PR #14, opened 2024-09-13
SNS - I2C Mux (HYPE-13)

davidbeechey:
Translates the I2C mux code from last year's repository. This might not be the best interface for the mux, so it might change later once we have a better idea about how it will be used.

~(This PR cherry-picks the I2C bits from PR #12)~

PR #41, opened 2024-10-29
SNS - ADC Mux

Vlad118:


davidbeechey (changes requested):
Looks good, would be good to have a function for just reading a single channel of the mux. To do so it'd be best to have the channel addresses as an enum, so that'll require modification to the `read_data` function too.

**Edit:** actually, it would be really good if we had something like `AdcMuxChannel` which implemented the `HypedAdc` trait from PR #41. That would mean we don't need to care whether an ADC sensor is plugged into the ADC on the ST board or into the mux, the sensor can just use anything that implements `HypedAdc`. It would need to take in a shared I2C instance (using `Mutex` like in the I2C mux PR #14), the mux address and the channel address.

lib/io/src/adc_mux.rs
```diff
@@ -0,0 +1,56 @@
...
+    AdcChannel26 = 0x26, 
+    AdcChannel27 = 0x27,
+}
+
+/// Possible errors that can occur when interacting with the ADC Mux
+#[derive(Debug)]
+pub enum MuxError {
+    I2cError(I2cError),
+    TooManyFaultyChannels,
+    TooManyChannels,
```
davidbeechey: I don't think we need these anymore

lib/io/src/adc_mux.rs
```diff
@@ -0,0 +1,56 @@
...
+const ADC_MUX_ADDRESS: u8 = 0x1D;
+pub enum AdcChannelAddress {
+    AdcChannel20 = 0x20, 
+    AdcChannel21 = 0x21, 
+    AdcChannel22 = 0x22, 
+    AdcChannel23 = 0x23, 
+    AdcChannel24 = 0x24, 
+    AdcChannel25 = 0x25, 
+    AdcChannel26 = 0x26, 
+    AdcChannel27 = 0x27,
```
davidbeechey: wondering maybe these should just be called `AdcChannelN` instead, because I don't think we're actually gonna care about the address

boards/stm32l476rg/src/io.rs
```diff
@@ -1,3 +1,5 @@
 pub mod adc;
 pub mod gpio;
 pub mod i2c;
+pub mod adc;
```
davidbeechey:
```suggestion
```

davidbeechey (changes requested):
Few changes needed + update the comments accordingly

davidbeechey (approved):

TomLonergan03 (approved):
you might need to make some changes in this depending what happens with #49

H-Allen (approved):

PR #47, opened 2024-11-11
LOC - Implement Localizer

misha7b:
Transfer navigator.cpp from the 2024 codebase.

- [x] Think of new name.  "Localisator"?


kshxtij:
Localizer?

lib/localisation/src/control/localizer.rs
```diff
@@ -0,0 +1,186 @@
...
+    types::{RawAccelerometerData, K_NUM_ACCELEROMETERS, K_NUM_AXIS},
+};
+
+use heapless::Vec;
+
+use libm::pow;
+use nalgebra::{Matrix2, Vector1, Vector2};
+
+const DELTA_T: f64 = 0.01;
+const STRIPE_WIDTH: f64 = 1.0;
```
davidbeechey: would be good to add a comment with the units for these

lib/localisation/src/control/localizer.rs
```diff
@@ -0,0 +1,186 @@
...
+
+        let keyence_status = self
+            .keyence_checker
+            .check_keyence_agrees(keyence_data.clone());
+
+        if keyence_status == SensorChecks::Unacceptable {
+            //TODOLater: Change state
+            return;
+        } else {
+            //TODOLater: Check unit of keyence data
```
davidbeechey: what unit is this referring to?

lib/localisation/src/control/localizer.rs
```diff
@@ -0,0 +1,186 @@
...
+    ) {
+        let processed_optical_data = process_optical_data(optical_data.clone());
+        self.optical_val = processed_optical_data as f64;
+
+        let keyence_status = self
+            .keyence_checker
+            .check_keyence_agrees(keyence_data.clone());
+
+        if keyence_status == SensorChecks::Unacceptable {
+            //TODOLater: Change state
```
davidbeechey: rather than handling the logic for changing state in here, the whole `preprocessor` function could return `Result<(), PreprocessorError>` or similar in this case so that the caller can deal with it instead

lib/localisation/src/control/localizer.rs
```diff
@@ -0,0 +1,186 @@
...
+        } else {
+            //TODOLater: Check unit of keyence data
+            self.keyence_val = keyence_data[0] as f64;
+        }
+
+        let mut accelerometer_preprocessor = AccelerometerPreprocessor::new();
+        let processed_accelerometer_data =
+            accelerometer_preprocessor.process_data(accelerometer_data);
+        if processed_accelerometer_data.is_none() {
+            // TODOLater: Change state
```
davidbeechey: likewise here

lib/localisation/src/control/localizer.rs
```diff
@@ -0,0 +1,186 @@
...
+        &mut self,
+        optical_data: Vec<f64, 2>,
+        keyence_data: Vec<u32, 2>,
+        accelerometer_data: RawAccelerometerData<K_NUM_ACCELEROMETERS, K_NUM_AXIS>,
+    ) {
+        self.preprocessor(
+            optical_data.clone(),
+            keyence_data.clone(),
+            accelerometer_data.clone(),
+        );
```
davidbeechey: if you change the return type then `iteration` will also return a `Result` type, so just pass the error up

lib/localisation/src/control/localizer.rs
```diff
@@ -0,0 +1,186 @@
...
+        //TODOLater: Check unit of keyence data
+        let measurement = Vector2::new(self.keyence_val * STRIPE_WIDTH, self.optical_val);
+
+        self.kalman_filter.update(&measurement);
+
+        let state = self.kalman_filter.get_state();
+
+        self.displacement = state[0];
+        self.velocity = state[1];
+        self.acceleration = (self.velocity - self.previous_velocity) / DELTA_T; //TODOLater: is this accurate enough?
```
davidbeechey: How are you going to determine whether this is accurate enough? Is that something that needs physical testing?

lib/localisation/src/control/localizer.rs
```diff
@@ -0,0 +1,186 @@
...
+
+        if keyence_status == SensorChecks::Unacceptable {
+            //TODOLater: Change state
+            return;
+        } else {
+            //TODOLater: Check unit of keyence data
+            self.keyence_val = keyence_data[0] as f64;
+        }
+
+        let mut accelerometer_preprocessor = AccelerometerPreprocessor::new();
```
davidbeechey: Might be better to just have one instance of `AccelerometerPreprocessor` like with Keyence so it's not being constantly created

lib/localisation/src/control/localizer.rs
```diff
@@ -0,0 +1,186 @@
...
+        let initial_state = Vector2::new(0.0, 0.0);
+        let initial_covariance = Matrix2::new(1.0, 0.0, 0.0, 1.0);
+        let transition_matrix = Matrix2::new(1.0, DELTA_T, 0.0, 1.0);
+        let control_matrix = Vector2::new(0.5 * DELTA_T * DELTA_T, DELTA_T);
+        let observation_matrix = Matrix2::new(1.0, 0.0, 0.0, DELTA_T);
+
+        // Assuming frequency of 6400hz for IMU at 120 mu g / sqrt(Hz)
+        // standard deviation = 120 * sqrt(6400) = 9600 mu g = 0.0096 g
+        //                    = 0.0096 * 9.81 = 0.094176 m/s^2
+        // variance =  0.094176^2 = 0.0089 m/s^2
```
davidbeechey, line 48: really good comments here

lib/localisation/src/control/localizer.rs
```diff
@@ -0,0 +1,186 @@
...
+    }
+}
+
+impl Default for Localizer {
+    fn default() -> Self {
+        Self::new()
+    }
+}
+
+impl Localizer {
```
davidbeechey, line 102: Some Rust doc `///` comments for `Localizer` and the `preprocessor` and `iteration` functions would be great

lib/localisation/src/preprocessing/optical.rs
```diff
@@ -2,20 +2,15 @@ use heapless::Vec;
 use libm::sqrtf;
 
 /// Processes the raw optical data to get the magnitude and added to the optical data for each sensor
-pub fn process_data(raw_optical_data: Vec<Vec<f64, 2>, 2>) -> Vec<f32, 2> {
-    let mut optical_data: Vec<f32, 2> = Vec::from_slice(&[0.0, 0.0]).unwrap();
+pub fn process_optical_data(raw_optical_data: Vec<f64, 2>) -> f32 {
+    let mut magnitude: f32 = 0.0;
```
davidbeechey: Is it possible to keep this generic to any number of optical flow sensors? Could take the number as a constant `NUM_OPTICAL_FLOW_SENSORS` like with accelerometers, and just have a `Vec` of length 1 if there's only one?

lib/localisation/src/control/localizer.rs
```diff
@@ -0,0 +1,186 @@
...
+
+    #[test]
+    fn test_localizer_with_zeros() {
+        let mut localizer = Localizer::default();
+
+        let optical_data: Vec<f64, 2> = Vec::from_slice(&[0.0, 0.0]).unwrap();
+
+        let raw_keyence_data: Vec<u32, 2> = Vec::from_slice(&[0, 0]).unwrap();
+
+        let raw_accelerometer_data: RawAccelerometerData<K_NUM_ACCELEROMETERS, K_NUM_AXIS> =
```
davidbeechey: Didn't spot this earlier, but we don't need `K_` prefix for `K_NUM_ACCELEROMETERS` or `K_NUM_AXIS`

davidbeechey (changes requested):
Looking good, just a few things to change and comments!

lib/localisation/src/control/localizer.rs
misha7b: If it is in metres

lib/localisation/src/control/localizer.rs
misha7b: Forgot to change it back, this should have just been the accelerometer sensor value

lib/localisation/src/control/localizer.rs
davidbeechey: Are we able to make this configurable? Ideally we'd have a constant somewhere for `KEYENCE_STRIPE_DISTANCE` so that we can change whether the posts are 1m, 1.5m, etc. apart on the fly

TomLonergan03 (approved):

davidbeechey (approved):

PR #49, opened 2024-11-16
SNS - Shared IO

davidbeechey:
Wraps all IO that could be shared (currently only I2C I think?) in `Mutex<RefCell<T>>` so that the same `HypedI2c` instance can be used for multiple sensors.


lib/sensors/src/temperature.rs
```diff
@@ -32,20 +40,25 @@ impl<'a, T: HypedI2c> Temperature<'a, T> {
...
+            Some(byte) => byte,
+            None => {
+                return None;
+            }
+        };
+
+        let temperature_low_byte = match self.i2c.lock(|i2c: &RefCell<T>| {
+            i2c.borrow_mut()
+                .read_byte(self.device_address, STTS22H_DATA_TEMP_L)
+        }) {
```
TomLonergan03: is it possible to move the `Mutex<Refcell<...>>` into the `i2c` impl so this is done there instead of needing done on every call in every sensor? maybe wrapping the `i2c` field of `Stm32f767ziI2c` in the `Mutex<RefCell<...>>` or something similar?

TomLonergan03 (approved):

lib/sensors/src/temperature.rs
davidbeechey: Good shout, I've changed this. Still a bit clunky because we still have to pass in a mutable reference to the sensors to allow us to read `MockI2c` values afterwards

boards/stm32l476rg/src/io/i2c.rs
```diff
@@ -45,7 +53,7 @@ impl<'d> HypedI2c for Stm32l476rgI2c<'d> {
 
 impl<'d> Stm32l476rgI2c<'d> {
     /// Create a new instance of our I2C implementation for the STM32L476RG
-    pub fn new(i2c: I2c<'d, Blocking>) -> Self {
+    pub fn new(i2c: Mutex<CriticalSectionRawMutex, RefCell<I2c<'d, Blocking>>>) -> Self {
```
TomLonergan03: can you also just take `I2c<'d, Blocking>` here, and mutex refcell it here?
Then the whole sharing system is completely transparent to the interface user

but i can see that enforcing this in the interface makes it clearer to future i2c implementers that this kind of thing needs to happen

TomLonergan03: actually this isn't a trait method so i'd do the mutexing inside the constructor if that's possible

davidbeechey: I don't think so because it'd then own that I2C?

TomLonergan03: yeah, and pass around the `hyped_i2c` instead? or is that not how it works currently

davidbeechey: but then `hyped_i2c` would have to be wrapped in the mutex if it's being passed into multiple things?

jpfbastos (approved):

H-Allen (approved):

boards/stm32l476rg/src/io/i2c.rs
TomLonergan03: do you have a cloneable `Arc` equivalent for embassy? otherwise yeah you're right

PR #832, opened 2018-05-25
Remove many "shouldDisplayLabel" + use more precise icons

olamothe:
The "shouldDisplayLabel" property is used to signify that a label should be used in tandem with the icon, because the icon might be too "ambiguous".

Since we've recently added a ton of new icons, we can remove the label since we have many more icons than can now be more precise.

https://coveord.atlassian.net/browse/JSUI-2107

### DIFF
--- a/filetypes/objectType.json
+++ b/filetypes/objectType.json
@@ -561,7 +561,7 @@
       }
     },
     "solution": {
-      "icon": "salesforce-standard-article",
+      "icon": "salesforce-standard-solution",
       "captions": {
         "en": "Solution",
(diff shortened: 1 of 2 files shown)


filetypes/objectType.json
```diff
@@ -987,8 +985,7 @@
         "tr": "Satış Literatürü",
         "zh-cn": "销售说明书",
         "zh-tw": "銷售說明書"
-      },
-      "shouldDisplayLabel": true
```
erocheleau: What is sales literature?

PR #833, opened 2018-05-25
Disable syntax highlights in search box when query syntax is disabled on the component

olamothe:
https://coveord.atlassian.net/browse/JSUI-2109


src/ui/Omnibox/Omnibox.ts
```diff
@@ -245,6 +245,8 @@ export class Omnibox extends Component {
     const originalValueForQuerySyntax = this.options.enableQuerySyntax;
     this.options = _.extend({}, this.options, this.componentOptionsModel.get(ComponentOptionsModel.attributesEnum.searchBox));
 
+    $$(this.element).toggleClass('coveo-query-syntax-disabled', this.options.enableQuerySyntax == false);
```
dms1lva: I believe this would be more resilient if it was a `removeClass` instead.

olamothe: It would have to be "addClass" instead, with a if check on the fact that the option is disabled or not.

It's a bit more concise like this.

PR #834, opened 2018-05-28
Fix Slider color in responsive mode

olamothe:
The actual change is very small (adding a call to "onMoving" when the responsive dropdown is opened + couple of new tests).

I took the opportunity to just do some small housekeeping at the same time (reorganize imports with vs code + some minor tests refactoring to use jasmine.clock() instead of setTimeout)

https://coveord.atlassian.net/browse/JSUI-2075


src/ui/FacetSlider/FacetSlider.ts
```diff
@@ -685,7 +686,7 @@ export class FacetSlider extends Component {
 
     this.slider = this.slider
       ? this.slider
-      : new Slider(sliderDiv, _.extend({}, this.options, { dateField: this.options.dateField }), this.root);
+      : new Slider(sliderDiv, { ...this.options, ...{ dateField: this.options.dateField } } as ISliderOptions, this.root);
```
samisayegh: For the `dataField`, you could just add the property rather than wrapping it in an object and using the spread operator.

PR #838, opened 2018-06-01
Added options to QuerySummary and linked the QueryDuration to it

huppeje:
https://coveord.atlassian.net/browse/JSUI-2112

JSUI-2112: Added options to QuerySummary and linked the QueryDuration to it

### DIFF
--- a/src/ui/QuerySummary/QuerySummary.ts
+++ b/src/ui/QuerySummary/QuerySummary.ts
@@ -17,7 +17,6 @@ import ResultListModule = require('../ResultList/ResultList');
 import 'styling/_QuerySummary';
 import { IQuery } from '../../rest/Query';
 import { IQueryResults } from '../../rest/QueryResults';
-import { QueryDuration } from '../QueryDuration/QueryDuration';
 
 export interface IQuerySummaryOptions {
   enableResultsSummary?: boolean;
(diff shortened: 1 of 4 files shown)


src/ui/QuerySummary/QuerySummary.ts
```diff
@@ -19,8 +19,10 @@ import { IQuery } from '../../rest/Query';
 import { IQueryResults } from '../../rest/QueryResults';
 
 export interface IQuerySummaryOptions {
+  enableResultsSummary?: boolean;
+  enableNoResultsForSearch?: boolean;
+  enableCancelLastAction?: boolean;
   enableSearchTips?: boolean;
-  onlyDisplaySearchTips?: boolean;
```
olamothe: We cannot remove options like this, as this is a breaking change in the component API.

The same component configuration with the same option should yield the same resulting behaviour after the change. We can add new option, we can mark some older one as "deprecated", but we cannot remove option, or modify how they behave in a non major/breaking version.

We have a mechanism in place to rename option if needed.

test/ui/QuerySummaryTest.ts
```diff
@@ -135,25 +135,25 @@ export function QuerySummaryTest() {
 
       it('onlyDisplaySearchTips allow to not render the results range', () => {
         test = Mock.optionsComponentSetup<QuerySummary, IQuerySummaryOptions>(QuerySummary, {
-          onlyDisplaySearchTips: false
+          // onlyDisplaySearchTips: false
```
olamothe: The same UT should still be working after the changes. It's generally a good sign that the changes we did were non-breaking :)

src/ui/QuerySummary/QuerySummary.ts
huppeje: It totally makes sense! I will make the adjustments!

test/ui/QuerySummaryTest.ts
huppeje: Good point :)

PR #840, opened 2018-06-05
Add sftitle and sf_title to the ChatterPostAttachment JSUI-2119

louis-bompart:
In the new version of the schema service, the field `sfcontentfilename` does not exist anymore and it's replaced by `sftitle` or `sf_title`. I added them as `alternative` to `sfcontentfilename`

### DIFF
--- a/src/ui/ChatterPostAttachment/ChatterPostAttachment.ts
+++ b/src/ui/ChatterPostAttachment/ChatterPostAttachment.ts
@@ -49,6 +49,10 @@ export class ChatterPostAttachment extends Component {
 
       if (!Utils.isNullOrUndefined(Utils.getFieldValue(result, 'sfcontentfilename'))) {
         linkElement.text(Utils.getFieldValue(result, 'sfcontentfilename'));
+      } else if (!Utils.isNullOrUndefined(Utils.getFieldValue(result, 'sftitle'))) {
+        linkElement.text(Utils.getFieldValue(result, 'sftitle'));
+      } else if (!Utils.isNullOrUndefined(Utils.getFieldValue(result, 'sf_title'))) {
+        linkElement.text(Utils.getFieldValue(result, 'sf_title'));
       } else {
         linkElement.text(l('ShowAttachment'));
       }
--- a/src/ui/ChatterPostAttachment/ChatterPostAttachment.ts
+++ b/src/ui/ChatterPostAttachment/ChatterPostAttachment.ts
@@ -48,11 +48,7 @@ export class ChatterPostAttachment extends Component {
       rootElement.append(linkElement.el);
 
       if (!Utils.isNullOrUndefined(Utils.getFieldValue(result, 'sfcontentfilename'))) {
-        linkElement.text(Utils.getFieldValue(result, 'sfcontentfilename'));
-      } else if (!Utils.isNullOrUndefined(Utils.getFieldValue(result, 'sftitle'))) {
-        linkElement.text(Utils.getFieldValue(result, 'sftitle'));
-      } else if (!Utils.isNullOrUndefined(Utils.getFieldValue(result, 'sf_title'))) {
-        linkElement.text(Utils.getFieldValue(result, 'sf_title'));
+        linkElement.text(Utils.getFieldValue(result, ['sfcontentfilename','sftitle','sf_title']));
       } else {
         linkElement.text(l('ShowAttachment'));
       }
--- a/src/ui/ChatterPostAttachment/ChatterPostAttachment.ts
+++ b/src/ui/ChatterPostAttachment/ChatterPostAttachment.ts
@@ -46,9 +46,8 @@ export class ChatterPostAttachment extends Component {
         )
       });
       rootElement.append(linkElement.el);
-
-      if (!Utils.isNullOrUndefined(Utils.getFieldValue(result, 'sfcontentfilename'))) {
-        linkElement.text(Utils.getFieldValue(result, ['sfcontentfilename','sftitle','sf_title']));
+      if (!Utils.isNullOrUndefined(Utils.getFieldValue(result, ['sfcontentfilename', 'sftitle', 'sf_title']))) {
+        linkElement.text(Utils.getFieldValue(result, ['sfcontentfilename', 'sftitle', 'sf_title']));
       } else {
         linkElement.text(l('ShowAttachment'));
       }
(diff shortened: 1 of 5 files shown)


test/ui/ChatterPostAttachmentTest.ts
```diff
@@ -28,6 +28,8 @@ export function ChatterPostAttachmentTest() {
     it('should behave correctly with no filename but with a contentversionid', () => {
       let result = FakeResults.createFakeFeedItemResult('token', 0, 0, true);
       result.raw.sfcontentfilename = undefined;
+      result.raw.sftitle = undefined;
+      result.raw.sf_title = undefined;
```
tedre191: We should test that `sftitle` and `sf_title` are used if `sfcontentfilename` isn't there.

src/ui/ChatterPostAttachment/ChatterPostAttachment.ts
```diff
@@ -49,6 +49,10 @@ export class ChatterPostAttachment extends Component {
 
       if (!Utils.isNullOrUndefined(Utils.getFieldValue(result, 'sfcontentfilename'))) {
         linkElement.text(Utils.getFieldValue(result, 'sfcontentfilename'));
+      } else if (!Utils.isNullOrUndefined(Utils.getFieldValue(result, 'sftitle'))) {
+        linkElement.text(Utils.getFieldValue(result, 'sftitle'));
+      } else if (!Utils.isNullOrUndefined(Utils.getFieldValue(result, 'sf_title'))) {
+        linkElement.text(Utils.getFieldValue(result, 'sf_title'));
```
tedre191: Why is it `sftitle` _or_ `sf_title` ? Why are both occurrences valid?

louis-bompart: Both are present in the mapping. The first is the Feed Attachment Title and the later the Generic Title.

test/ui/ChatterPostAttachmentTest.ts
louis-bompart: True, and done :)

test/ui/ChatterPostAttachmentTest.ts
```diff
@@ -24,10 +24,47 @@ export function ChatterPostAttachmentTest() {
           .getAttribute('href')
       ).toContain(ChatterUtils.buildURI(result.clickUri, result.raw.sffeeditemid, result.raw.sfcontentversionid));
     });
-
+    it('should use sfcontentfilename if present', () => {
+      let result = FakeResults.createFakeFeedItemResult('token', 0, 0, true);
```
olamothe: `const`

test/ui/ChatterPostAttachmentTest.ts
```diff
@@ -24,10 +24,47 @@ export function ChatterPostAttachmentTest() {
           .getAttribute('href')
       ).toContain(ChatterUtils.buildURI(result.clickUri, result.raw.sffeeditemid, result.raw.sfcontentversionid));
     });
-
+    it('should use sfcontentfilename if present', () => {
```
olamothe: These tests contains quite a bit of repetition/copy paste.

You could extract utilities function inside a `describe` scope.

src/ui/ChatterPostAttachment/ChatterPostAttachment.ts
olamothe: Code is getting harder to read, with multiple if/else if and lots of repetition.

Could be refactored to have a method named explicitely that helps determine the field to use on the result, and only one call to `linkElement.text`

It would also be important that it becomes explicit in the code that the order in which we check the "title" is actually important. Ideally just by naming methods properly, otherwise at least a comment that explains this.

Should also be enforced through a UT (as in : a test that check that if both value are present one take precedence over the other.)

Also, `sf_title` and `sftitle`, who decided that name ? :D Let's say it's a bit weak as far as a "good" naming goes to help understand which is which.

samisayegh: Since the value that is changing is the second argument to `Utils.getFieldValue()`, you could create a method (as already suggested) maybe called `getSfTitleForResult(result) { <priority of lookup logic here>}`, and then usage would be:

```
const sfTitle = getSfTitleForResult(result);
linkElement.text(sfTitle);
```

src/utils/Utils.ts
```diff
@@ -196,39 +196,56 @@ export class Utils {
...
+   * Get the value of a field.
+   * If multiple names are provided the first result not null is returned.
+   *
+   * @param result a QueryResult in which to ge the fieldvalue.
+   * @param name One or multiple fieldNames to get the value.
+   */
+  static getFieldValue(result: IQueryResult, name: string | Array<string>): any {
+    if (Array.isArray(name)) {
+      for (let i = 0; i < name.length; i++) {
+        let value = this.getFieldValue(result, name[i]);
```
olamothe: Really not a fan of this. 

The name of the utility method now simply does not match what happens *inside* the method.

It's an "implicit" behaviour, where you have to read the method documentation to actually understand what happens when you use it, or read the implementation. The function now has 2 very different behaviour depending on the type of parameters you pass into it.

I would revert all of this.

src/ui/ChatterPostAttachment/ChatterPostAttachment.ts
```diff
@@ -46,9 +46,8 @@ export class ChatterPostAttachment extends Component {
         )
       });
       rootElement.append(linkElement.el);
-
-      if (!Utils.isNullOrUndefined(Utils.getFieldValue(result, 'sfcontentfilename'))) {
-        linkElement.text(Utils.getFieldValue(result, 'sfcontentfilename'));
+      if (!Utils.isNullOrUndefined(Utils.getFieldValue(result, ['sfcontentfilename', 'sftitle', 'sf_title']))) {
```
olamothe: Split the condition check in multiple line, easier to read.

```
const fieldValue = this.getFieldValueToUse();

if(!Utils.isNullOrUndefined(fieldValue) {
  linkElement.text(fieldValue)
}

```

src/utils/Utils.ts
```diff
@@ -197,55 +197,54 @@ export class Utils {
...
    * @param name One or multiple fieldNames to get the value.
    */
-  static getFieldValue(result: IQueryResult, name: string | Array<string>): any {
-    if (Array.isArray(name)) {
-      for (let i = 0; i < name.length; i++) {
-        let value = this.getFieldValue(result, name[i]);
-        if (value !== undefined) {
-          return value;
-        }
+  static getFirstAvailableFieldValue(result: IQueryResult, fieldNames: Array<string>): string | undefined {
```
olamothe: While both are similar ( `string[]` versus `Array<string>` ) it would be better to use `string[]` for uniformity reasons.

PR #842, opened 2018-06-07
JSUI-2120 Converting display:box to display:flex

samisayegh:
In addition to coverting box -> flex, I:

- Moved the `gulp doc` task to be part of the default gulp task.
- Moved the typedefintion validation gulp task to Travis.

I tested that the conversion from box to flex resolves the warnings when compiling the interface editor. To do this however, I needed to delete all search-ui CSS lines that contained:
`background-image: url(<svg>)`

* **Task directions**
Copy each line of the preceding data that contains the string "makes".

* **Answer for this exercise**
but i can see that enforcing this in the interface makes it clearer to future i2c implementers that this kind of thing needs to happen
huppeje: It totally makes sense! I will make the adjustments!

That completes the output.